Work task:
Would you please retype the records that follow, word for word?

════════════════

PR #430, opened 2023-08-30
Added support for Ubuntu 23.04

nickdevnl:
Added support for Ubuntu 23.04


vilhelmprytz:
We intentionally only support LTS releases of Ubuntu, since that is what most people go for. Is there any reason you think 23.04 should be added to the list? It's not an LTS release.

nickdevnl:
Nah, It's just good working no issues with it so far.

Linux123123:
I see only more work and hassle in this. I would not approve this personally.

════════════════

Answer section:
PR #430, opened 2023-08-30
Added support for Ubuntu 23.04

nickdevnl:
Added support for Ubuntu 23.04


vilhelmprytz:
We intentionally only support LTS releases of Ubuntu, since that is what most people go for. Is there any reason you think 23.04 should be added to the list? It's not an LTS release.

nickdevnl:
Nah, It's just good working no issues with it so far.

Linux123123:
I see only more work and hassle in this. I would not approve this personally.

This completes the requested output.